Granted, there is not a good cutoff on what a good “titer” is, and I’d still get treated for rabies if exposure is shown. Again, the difference in my case will be both the urgency of the treatment and the total amount of shots needed, compared with someone who has not been vaccinated.
In that note, I want to clarify the difference in the rabies shots. There are the vaccine series (which for pre-exposure, at least, total 3 over month), and then there are the immunoglobulin shot. The immunoglobulin shot (RIG) is already formed antibodies against rabies. They will not help you with your own immunity, but will neutralize the virus while your own body defences gear up. The vaccines are the ones that prompt your body into “antibody production mode”.

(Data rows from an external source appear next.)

PR #637, opened 2018-12-04
Add optional containerWidthAdjustment to ember-thead component

kpfefferle:
# Problem

When using custom CSS-styled scrollbars on the `div.ember-table` element, the vertical scrollbar covers some of the container's width. In browsers such as Chrome, this causes `div.ember-table` to *also* display a horizontal scrollbar to view the `table` content that is now covered by the vertical scrollbar.

# Solution

In order to avoid this added horizontal scrollbar, @mixonic and I added here support for an optional argument to be passed to the `ember-thead` component called `containerWidthAdjustment`. This value gets passed along to the ColumnTree class to be applied to the calculated container width. This allows us to adjust the table width to account for the covering scrollbar in order to avoid a horizontal scrollbar in cases where we do not want one.

# Alternatives

As we explored this problem, we originally passed in a custom function for calculating the container width that itself performed the necessary adjustment. While using a custom function could possibly account for more complex use cases, we ultimately decided that it was overkill for our current (and the seemingly most common) need to adjust the table width by a set value.

### DIFF
--- a/addon/-private/column-tree.js
+++ b/addon/-private/column-tree.js
@@ -654,7 +654,9 @@ export default class ColumnTree extends EmberObject {
       return;
     }
 
-    let containerWidth = getInnerClientRect(this.container).width * this.scale;
+    let containerWidthAdjustment = get(this, 'containerWidthAdjustment') || 0;
+    let containerWidth =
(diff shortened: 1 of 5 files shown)


kpfefferle:
@mixonic Good call. I've added an accompanying test and a note to the docs.

PR #646, opened 2018-12-25
[WIP] Initial upgrade to decorators state 2

josemarluedke:
This is an initial stab at upgrading to latest ember-decorators + babel 7.

This addon is breaking our app where another addon is using decorators state 2, probably because of the old dependency here of `@ember-decorators/babel-transforms`. 

Also, I need to confirm that the changes related to `@ember-decorators/argument` are correct. Essentially the option `defaultIfUndefined ` is not available anymore.


josemarluedke:
I'm getting the following error from `@ember-decorators/argument`.

```
object.js:20 Uncaught TypeError: Cannot convert undefined or null to object
    at Function.getOwnPropertyDescriptor (<anonymous>)

```

screen shot 2019-01-04 at 5 46 26 pm

Is anyone more familiar with this to help out?

cyril-sf:
@josemarluedke Do you still get the same error if you rebase?

josemarluedke:
I think this can be closed as State 2 decorators are not moving forward. We can keep using stage 1 decorators. See https://github.com/emberjs/rfcs/pull/440.

josemarluedke:
It would still be nice to have babel 7 and etc. But it make sense to be a new PR.

Issue #638, opened 2018-12-10
I got error Cannot modify dependent keys for `cellValue` when I went to other route and back


bedrosenator:
I get data from the backend as ember data model and cast it to array for table. It works well on table's page. But when I try to go to some other page I see the error Assertion Failed: Cannot modify dependent keys for `cellValue` on `<(unknown):ember940>` after it has been destroyed

it happens here (in ember-table/-private/utils/computed)
``` javascript 
  _contentDidChange: Ember.observer('_content', function () {
      if (!this._isUpdating) {
        this._context.notifyPropertyChange(this._key);
      }
    }),
```
after this method here crash happens, because this.isDestroyed is true (ember-runtime/lib/mixins/observable)

``` javascript
  notifyPropertyChange: function (keyName) {
      (0, _emberMetal.notifyPropertyChange)(this, keyName);
      return this;
    },
```

Frozenfire92:
I'm also running into this issue. I can confirm that the code @bedrosenator highlighted is whats causing the problem (added logs before/after).

I tried blocking the call if `this.isDestroyed` or `this.isDestroying` is true to no avail

For some context:

My app has an `x-editor` component which contains a tabbed interface showing `source-table` (ember-table inside) component. 

```
{{#tabbed-interface tabs=tabs}}
  {{#if activeSource}}
    {{source-table source=activeSource}}
  {{/if}}
{{/tabbed-interface}}
```

Switching between tabs (activeSources) doesn't trigger the error
Leaving x-editor and coming back with a different context doesn't trigger the error
Leaving x-editor and coming back to the same context always triggers the error

note I'm not actually doing route transitions, leaving/entering x-editor happens from within a parent "display" component

ijlee2:
Hello. I don't suppose there has been progress to solving this issue? I ran into the problem today (using Ember Data and changing routes, as also seen by @bedrosenator) and am hoping for a fix soon.

Frozenfire92:
There is a fix in #648 but I suspect it will need #656 fixed first before it can merge

ijlee2:
@Frozenfire92 Cool, thank you!

PR #648, opened 2019-01-11
Don't try to notify the cell value of a change if the context is being destroyed

nolman:
I believe the fix is correct that the cellValue notifier shouldn't fire if the context is being destroyed. 

This fixes https://github.com/Addepar/ember-table/issues/638

### DIFF
--- a/addon/-private/utils/computed.js
+++ b/addon/-private/utils/computed.js
@@ -45,7 +45,7 @@ const ClassBasedComputedProperty = EmberObject.extend({
 
   // eslint-disable-next-line
   _contentDidChange: observer('_content', function() {
-    if (!this._isUpdating) {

I refer to these charts from the CDC about post-exposure protocols. Again, the difference between the previously vaccinated and unvaccinated are in the use of the immunoglobulin and the total amount of boosters needed.
Is the $5000 figure cited in the OP the charge that was presented to the OP’s insurance (if any), or the cost that was actually paid (by the OP or the insurer)?
I was told every 10 years, and rabies is definitely endemic here. (Plus one shot post-exposure if any.) Looking around on the Internet, I’m seeing all sorts of numbers including 2-3 years. One site says the three-shot series + a booster after one year is good for 10 years.
It’s clear I’m due for one anyway, be it two years or 10. When I get it, I’ll ask.
Typically, the insurance companies will have contracts in place whereby they pay much less. For instance, I got a notice today of a recent doctor’s appointment being charged at $160, and the insurance company’s contract disallowed all but $63.
If these shots were covered by insurance, you would typically get an “Explanation of Benefits” in the mail, showing the charge, the amount paid by the insurer and the amount (if any) that the patient owes.